AVAILABLE DATA:
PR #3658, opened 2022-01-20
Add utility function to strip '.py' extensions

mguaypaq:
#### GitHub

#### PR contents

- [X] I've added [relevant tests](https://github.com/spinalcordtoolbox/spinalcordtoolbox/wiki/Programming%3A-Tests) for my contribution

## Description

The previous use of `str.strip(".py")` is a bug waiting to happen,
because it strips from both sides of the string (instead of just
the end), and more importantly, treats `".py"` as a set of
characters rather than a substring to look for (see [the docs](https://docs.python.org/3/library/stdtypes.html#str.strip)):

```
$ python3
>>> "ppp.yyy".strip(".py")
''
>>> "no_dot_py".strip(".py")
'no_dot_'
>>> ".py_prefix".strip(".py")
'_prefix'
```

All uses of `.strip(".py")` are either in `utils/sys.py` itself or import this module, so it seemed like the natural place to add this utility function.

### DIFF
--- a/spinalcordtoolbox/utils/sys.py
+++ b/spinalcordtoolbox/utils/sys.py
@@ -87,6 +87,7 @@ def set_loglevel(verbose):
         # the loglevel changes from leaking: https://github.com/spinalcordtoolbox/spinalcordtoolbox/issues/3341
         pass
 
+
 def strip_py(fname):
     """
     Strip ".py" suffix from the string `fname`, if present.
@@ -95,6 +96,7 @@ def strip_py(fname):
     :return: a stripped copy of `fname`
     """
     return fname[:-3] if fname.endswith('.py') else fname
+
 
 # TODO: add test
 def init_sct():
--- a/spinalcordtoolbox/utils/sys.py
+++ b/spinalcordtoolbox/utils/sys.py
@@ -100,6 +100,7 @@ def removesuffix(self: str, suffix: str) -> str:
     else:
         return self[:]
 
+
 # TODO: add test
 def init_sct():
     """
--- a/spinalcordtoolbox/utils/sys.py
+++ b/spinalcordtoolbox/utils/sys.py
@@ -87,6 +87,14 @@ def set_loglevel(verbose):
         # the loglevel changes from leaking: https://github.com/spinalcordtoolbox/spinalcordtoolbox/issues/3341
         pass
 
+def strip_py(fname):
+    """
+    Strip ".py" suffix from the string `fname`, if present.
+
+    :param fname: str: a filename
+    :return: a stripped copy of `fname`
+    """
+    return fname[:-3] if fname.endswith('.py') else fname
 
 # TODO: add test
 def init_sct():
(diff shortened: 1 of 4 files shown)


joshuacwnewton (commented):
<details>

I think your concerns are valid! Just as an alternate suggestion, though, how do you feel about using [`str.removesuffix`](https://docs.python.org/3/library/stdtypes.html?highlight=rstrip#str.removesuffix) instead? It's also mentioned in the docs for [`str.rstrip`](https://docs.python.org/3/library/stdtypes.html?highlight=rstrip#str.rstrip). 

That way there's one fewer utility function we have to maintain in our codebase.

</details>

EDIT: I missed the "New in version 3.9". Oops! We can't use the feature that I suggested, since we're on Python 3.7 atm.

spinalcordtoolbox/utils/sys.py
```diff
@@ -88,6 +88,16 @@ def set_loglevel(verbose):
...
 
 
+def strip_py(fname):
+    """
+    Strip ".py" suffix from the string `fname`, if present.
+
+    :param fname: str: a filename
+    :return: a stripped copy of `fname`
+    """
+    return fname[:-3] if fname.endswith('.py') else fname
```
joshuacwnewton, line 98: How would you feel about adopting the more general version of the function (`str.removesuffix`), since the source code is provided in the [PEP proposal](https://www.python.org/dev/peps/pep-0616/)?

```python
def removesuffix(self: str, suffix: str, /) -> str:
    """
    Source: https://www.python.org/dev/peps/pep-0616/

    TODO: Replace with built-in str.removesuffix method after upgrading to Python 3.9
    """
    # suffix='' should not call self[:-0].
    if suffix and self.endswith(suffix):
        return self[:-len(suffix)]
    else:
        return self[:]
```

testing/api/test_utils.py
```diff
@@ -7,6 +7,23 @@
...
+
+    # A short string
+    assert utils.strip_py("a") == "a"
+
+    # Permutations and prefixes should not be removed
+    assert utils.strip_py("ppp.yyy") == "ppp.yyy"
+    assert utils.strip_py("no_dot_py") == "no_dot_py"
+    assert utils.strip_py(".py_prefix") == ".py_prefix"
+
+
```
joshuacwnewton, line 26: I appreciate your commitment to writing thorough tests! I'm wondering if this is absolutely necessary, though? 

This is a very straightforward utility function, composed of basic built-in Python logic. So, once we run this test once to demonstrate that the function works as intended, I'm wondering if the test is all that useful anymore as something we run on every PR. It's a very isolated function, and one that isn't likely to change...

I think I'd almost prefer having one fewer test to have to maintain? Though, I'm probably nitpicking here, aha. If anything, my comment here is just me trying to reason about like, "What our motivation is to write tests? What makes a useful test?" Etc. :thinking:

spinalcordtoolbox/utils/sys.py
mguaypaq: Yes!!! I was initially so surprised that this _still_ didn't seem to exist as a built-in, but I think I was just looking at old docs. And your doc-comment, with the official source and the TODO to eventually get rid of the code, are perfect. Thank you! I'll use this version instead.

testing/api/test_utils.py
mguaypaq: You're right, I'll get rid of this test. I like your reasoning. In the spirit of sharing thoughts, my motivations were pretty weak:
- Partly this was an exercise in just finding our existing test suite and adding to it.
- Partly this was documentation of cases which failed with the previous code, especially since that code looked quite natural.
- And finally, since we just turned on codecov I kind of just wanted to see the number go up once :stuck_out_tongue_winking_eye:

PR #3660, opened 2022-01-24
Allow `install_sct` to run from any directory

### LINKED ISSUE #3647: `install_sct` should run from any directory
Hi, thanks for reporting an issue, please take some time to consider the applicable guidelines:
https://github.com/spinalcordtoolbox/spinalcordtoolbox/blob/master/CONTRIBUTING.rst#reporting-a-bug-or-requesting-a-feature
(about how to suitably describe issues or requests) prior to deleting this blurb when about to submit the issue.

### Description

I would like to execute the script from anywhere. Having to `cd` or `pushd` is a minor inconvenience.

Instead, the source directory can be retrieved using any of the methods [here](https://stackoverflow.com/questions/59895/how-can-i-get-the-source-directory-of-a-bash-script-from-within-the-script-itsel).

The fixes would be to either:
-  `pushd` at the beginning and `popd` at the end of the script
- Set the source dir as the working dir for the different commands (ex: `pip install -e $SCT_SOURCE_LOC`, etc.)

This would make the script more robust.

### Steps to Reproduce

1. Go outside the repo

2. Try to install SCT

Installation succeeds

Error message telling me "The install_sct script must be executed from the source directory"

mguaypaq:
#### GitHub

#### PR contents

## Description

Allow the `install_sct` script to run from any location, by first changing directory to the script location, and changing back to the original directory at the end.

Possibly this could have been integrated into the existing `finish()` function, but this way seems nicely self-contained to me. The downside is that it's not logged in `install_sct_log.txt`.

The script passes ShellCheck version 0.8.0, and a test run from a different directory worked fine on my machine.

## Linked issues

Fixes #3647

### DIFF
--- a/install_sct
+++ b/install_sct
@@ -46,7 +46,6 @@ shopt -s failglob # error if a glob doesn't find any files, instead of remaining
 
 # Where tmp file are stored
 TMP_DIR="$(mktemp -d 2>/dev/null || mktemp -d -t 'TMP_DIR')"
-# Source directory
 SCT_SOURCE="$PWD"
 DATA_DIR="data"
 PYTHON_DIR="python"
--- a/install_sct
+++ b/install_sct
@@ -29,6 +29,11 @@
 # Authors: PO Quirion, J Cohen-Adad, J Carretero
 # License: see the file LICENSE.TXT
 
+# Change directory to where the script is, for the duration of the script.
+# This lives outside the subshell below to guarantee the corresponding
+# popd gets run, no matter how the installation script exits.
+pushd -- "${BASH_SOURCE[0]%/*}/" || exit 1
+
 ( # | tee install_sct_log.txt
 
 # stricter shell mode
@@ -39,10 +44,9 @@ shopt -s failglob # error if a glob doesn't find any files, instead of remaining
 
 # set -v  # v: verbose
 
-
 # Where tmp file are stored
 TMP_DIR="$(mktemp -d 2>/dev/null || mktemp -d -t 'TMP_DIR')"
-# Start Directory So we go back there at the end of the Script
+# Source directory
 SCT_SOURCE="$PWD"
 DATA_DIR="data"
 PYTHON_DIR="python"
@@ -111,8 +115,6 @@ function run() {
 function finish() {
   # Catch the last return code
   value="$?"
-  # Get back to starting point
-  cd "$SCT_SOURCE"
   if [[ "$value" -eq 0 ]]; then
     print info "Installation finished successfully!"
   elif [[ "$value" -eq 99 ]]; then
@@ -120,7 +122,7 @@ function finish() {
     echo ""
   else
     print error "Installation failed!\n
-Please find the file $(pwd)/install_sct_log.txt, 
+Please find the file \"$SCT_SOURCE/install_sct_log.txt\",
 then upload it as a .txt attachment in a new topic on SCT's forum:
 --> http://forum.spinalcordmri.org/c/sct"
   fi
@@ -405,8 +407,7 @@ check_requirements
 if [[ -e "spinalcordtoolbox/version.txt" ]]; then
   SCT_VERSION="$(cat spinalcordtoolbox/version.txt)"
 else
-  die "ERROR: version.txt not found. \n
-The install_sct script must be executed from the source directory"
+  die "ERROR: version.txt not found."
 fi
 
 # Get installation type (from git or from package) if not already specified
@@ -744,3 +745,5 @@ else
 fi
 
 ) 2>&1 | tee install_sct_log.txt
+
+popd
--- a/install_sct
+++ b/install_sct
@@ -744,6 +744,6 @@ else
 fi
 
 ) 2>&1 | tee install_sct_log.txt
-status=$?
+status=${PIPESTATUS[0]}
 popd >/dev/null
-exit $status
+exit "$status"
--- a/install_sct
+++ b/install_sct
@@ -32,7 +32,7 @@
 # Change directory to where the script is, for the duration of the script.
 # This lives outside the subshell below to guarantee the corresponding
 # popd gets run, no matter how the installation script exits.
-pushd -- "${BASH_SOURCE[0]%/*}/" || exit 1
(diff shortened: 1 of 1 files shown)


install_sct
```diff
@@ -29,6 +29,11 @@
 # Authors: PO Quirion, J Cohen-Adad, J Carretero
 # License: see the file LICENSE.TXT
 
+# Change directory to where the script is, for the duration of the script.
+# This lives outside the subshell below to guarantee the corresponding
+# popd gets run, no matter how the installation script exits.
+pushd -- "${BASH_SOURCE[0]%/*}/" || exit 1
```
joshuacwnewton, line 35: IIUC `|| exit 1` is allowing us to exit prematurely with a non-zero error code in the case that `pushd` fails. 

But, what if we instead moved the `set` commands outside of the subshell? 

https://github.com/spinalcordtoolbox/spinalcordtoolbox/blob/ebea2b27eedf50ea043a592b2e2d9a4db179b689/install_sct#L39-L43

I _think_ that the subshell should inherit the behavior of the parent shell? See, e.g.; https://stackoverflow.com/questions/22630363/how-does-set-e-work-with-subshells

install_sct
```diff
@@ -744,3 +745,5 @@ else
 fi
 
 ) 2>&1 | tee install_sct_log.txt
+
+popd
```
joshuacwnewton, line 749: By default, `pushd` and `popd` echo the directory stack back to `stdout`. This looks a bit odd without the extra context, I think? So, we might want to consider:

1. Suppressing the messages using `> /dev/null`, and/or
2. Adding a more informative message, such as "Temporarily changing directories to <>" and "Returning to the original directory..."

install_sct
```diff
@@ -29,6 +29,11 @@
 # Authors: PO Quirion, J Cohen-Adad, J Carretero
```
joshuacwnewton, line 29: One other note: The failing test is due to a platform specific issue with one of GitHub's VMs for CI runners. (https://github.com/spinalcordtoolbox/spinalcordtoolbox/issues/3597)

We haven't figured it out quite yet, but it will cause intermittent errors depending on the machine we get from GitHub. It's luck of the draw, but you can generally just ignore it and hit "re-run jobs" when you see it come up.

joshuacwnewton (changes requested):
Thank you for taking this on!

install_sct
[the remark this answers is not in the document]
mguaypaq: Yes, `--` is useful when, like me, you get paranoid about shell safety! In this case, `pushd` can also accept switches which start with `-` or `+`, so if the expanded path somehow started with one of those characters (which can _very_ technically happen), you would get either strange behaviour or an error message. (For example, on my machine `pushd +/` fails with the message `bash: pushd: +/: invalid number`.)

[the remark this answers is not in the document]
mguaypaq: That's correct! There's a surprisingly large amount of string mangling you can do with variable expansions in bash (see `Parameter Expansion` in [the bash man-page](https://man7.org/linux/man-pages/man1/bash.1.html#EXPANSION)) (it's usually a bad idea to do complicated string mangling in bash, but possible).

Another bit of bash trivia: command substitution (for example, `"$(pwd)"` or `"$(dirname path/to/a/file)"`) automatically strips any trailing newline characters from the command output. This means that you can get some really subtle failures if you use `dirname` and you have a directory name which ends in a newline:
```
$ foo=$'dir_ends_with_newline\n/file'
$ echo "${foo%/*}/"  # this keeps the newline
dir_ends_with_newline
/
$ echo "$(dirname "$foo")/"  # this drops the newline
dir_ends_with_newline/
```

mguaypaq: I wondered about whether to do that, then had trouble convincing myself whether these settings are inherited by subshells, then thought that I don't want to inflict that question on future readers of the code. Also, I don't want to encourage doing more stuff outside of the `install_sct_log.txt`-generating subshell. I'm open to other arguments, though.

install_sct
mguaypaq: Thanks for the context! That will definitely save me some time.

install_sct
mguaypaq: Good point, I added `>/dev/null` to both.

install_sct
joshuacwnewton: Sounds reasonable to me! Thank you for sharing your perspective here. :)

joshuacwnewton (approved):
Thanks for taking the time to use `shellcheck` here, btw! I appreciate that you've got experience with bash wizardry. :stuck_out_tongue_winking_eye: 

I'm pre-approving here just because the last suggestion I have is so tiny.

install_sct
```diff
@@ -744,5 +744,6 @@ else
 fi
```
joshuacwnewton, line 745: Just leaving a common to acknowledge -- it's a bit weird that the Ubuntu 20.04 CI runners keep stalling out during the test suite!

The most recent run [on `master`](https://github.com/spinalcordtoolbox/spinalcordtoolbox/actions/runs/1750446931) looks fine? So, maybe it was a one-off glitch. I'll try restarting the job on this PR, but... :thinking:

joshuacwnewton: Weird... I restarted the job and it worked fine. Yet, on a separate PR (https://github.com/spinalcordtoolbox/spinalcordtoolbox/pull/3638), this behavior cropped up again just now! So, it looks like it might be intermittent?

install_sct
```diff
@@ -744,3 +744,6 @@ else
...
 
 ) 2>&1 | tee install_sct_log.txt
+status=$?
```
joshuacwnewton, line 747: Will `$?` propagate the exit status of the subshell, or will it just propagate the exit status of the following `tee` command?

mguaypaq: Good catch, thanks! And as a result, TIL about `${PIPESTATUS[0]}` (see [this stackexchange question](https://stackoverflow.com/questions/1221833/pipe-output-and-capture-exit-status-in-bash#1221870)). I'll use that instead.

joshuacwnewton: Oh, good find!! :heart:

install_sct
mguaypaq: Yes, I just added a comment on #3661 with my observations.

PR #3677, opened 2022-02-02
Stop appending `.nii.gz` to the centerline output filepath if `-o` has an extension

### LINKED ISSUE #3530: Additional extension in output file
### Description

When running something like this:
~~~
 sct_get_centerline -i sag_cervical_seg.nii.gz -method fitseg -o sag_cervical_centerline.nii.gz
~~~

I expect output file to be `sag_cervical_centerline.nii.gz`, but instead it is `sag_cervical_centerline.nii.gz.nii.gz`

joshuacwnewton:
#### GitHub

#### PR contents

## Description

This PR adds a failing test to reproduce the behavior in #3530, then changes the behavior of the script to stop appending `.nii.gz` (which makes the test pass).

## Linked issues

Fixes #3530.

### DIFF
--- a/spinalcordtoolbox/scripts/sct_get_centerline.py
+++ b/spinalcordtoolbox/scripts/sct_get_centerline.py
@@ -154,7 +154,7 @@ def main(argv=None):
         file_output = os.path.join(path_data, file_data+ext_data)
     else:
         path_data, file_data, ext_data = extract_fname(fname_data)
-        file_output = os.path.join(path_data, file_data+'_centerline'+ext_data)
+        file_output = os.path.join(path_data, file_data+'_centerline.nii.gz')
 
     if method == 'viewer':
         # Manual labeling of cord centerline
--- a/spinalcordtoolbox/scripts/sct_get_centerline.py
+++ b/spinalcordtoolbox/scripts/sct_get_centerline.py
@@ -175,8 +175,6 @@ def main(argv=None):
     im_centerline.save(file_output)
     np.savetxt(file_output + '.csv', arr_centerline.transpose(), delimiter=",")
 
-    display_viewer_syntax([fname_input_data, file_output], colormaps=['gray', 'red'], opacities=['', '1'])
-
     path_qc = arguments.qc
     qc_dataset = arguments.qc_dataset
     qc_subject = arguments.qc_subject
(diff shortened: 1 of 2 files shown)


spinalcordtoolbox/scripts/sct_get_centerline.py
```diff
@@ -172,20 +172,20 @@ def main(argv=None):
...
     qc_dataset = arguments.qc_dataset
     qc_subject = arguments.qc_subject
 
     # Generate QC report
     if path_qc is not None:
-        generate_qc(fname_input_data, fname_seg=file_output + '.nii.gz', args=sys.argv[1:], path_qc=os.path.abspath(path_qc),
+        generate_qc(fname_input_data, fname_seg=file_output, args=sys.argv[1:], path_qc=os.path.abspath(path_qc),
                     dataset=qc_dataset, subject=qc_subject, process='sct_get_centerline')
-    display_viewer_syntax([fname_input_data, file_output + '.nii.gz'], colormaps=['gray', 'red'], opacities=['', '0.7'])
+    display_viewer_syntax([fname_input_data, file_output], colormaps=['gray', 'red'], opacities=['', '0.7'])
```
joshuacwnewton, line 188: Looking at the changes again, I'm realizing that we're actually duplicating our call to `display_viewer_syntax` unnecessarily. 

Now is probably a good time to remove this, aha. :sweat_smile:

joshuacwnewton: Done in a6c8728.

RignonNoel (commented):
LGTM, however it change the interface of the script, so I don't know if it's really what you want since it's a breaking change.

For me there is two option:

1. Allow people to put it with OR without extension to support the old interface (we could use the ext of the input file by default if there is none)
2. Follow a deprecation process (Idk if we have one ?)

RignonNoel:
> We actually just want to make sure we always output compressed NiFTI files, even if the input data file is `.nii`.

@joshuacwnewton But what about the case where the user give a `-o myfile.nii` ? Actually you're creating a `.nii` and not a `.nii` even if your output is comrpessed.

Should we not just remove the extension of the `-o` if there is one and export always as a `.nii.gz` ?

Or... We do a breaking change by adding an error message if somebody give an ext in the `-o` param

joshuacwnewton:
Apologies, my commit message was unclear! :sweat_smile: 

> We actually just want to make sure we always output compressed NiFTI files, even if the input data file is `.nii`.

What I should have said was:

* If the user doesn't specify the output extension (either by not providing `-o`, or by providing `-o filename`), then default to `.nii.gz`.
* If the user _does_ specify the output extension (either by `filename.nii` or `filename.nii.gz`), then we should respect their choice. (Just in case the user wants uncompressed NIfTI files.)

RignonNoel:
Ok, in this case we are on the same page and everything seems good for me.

BRIEF: Wherever "abspath" turns up in the records, copy the whole line.

RESPONSE TO THE EXERCISE:
-        generate_qc(fname_input_data, fname_seg=file_output + '.nii.gz', args=sys.argv[1:], path_qc=os.path.abspath(path_qc),
+        generate_qc(fname_input_data, fname_seg=file_output, args=sys.argv[1:], path_qc=os.path.abspath(path_qc),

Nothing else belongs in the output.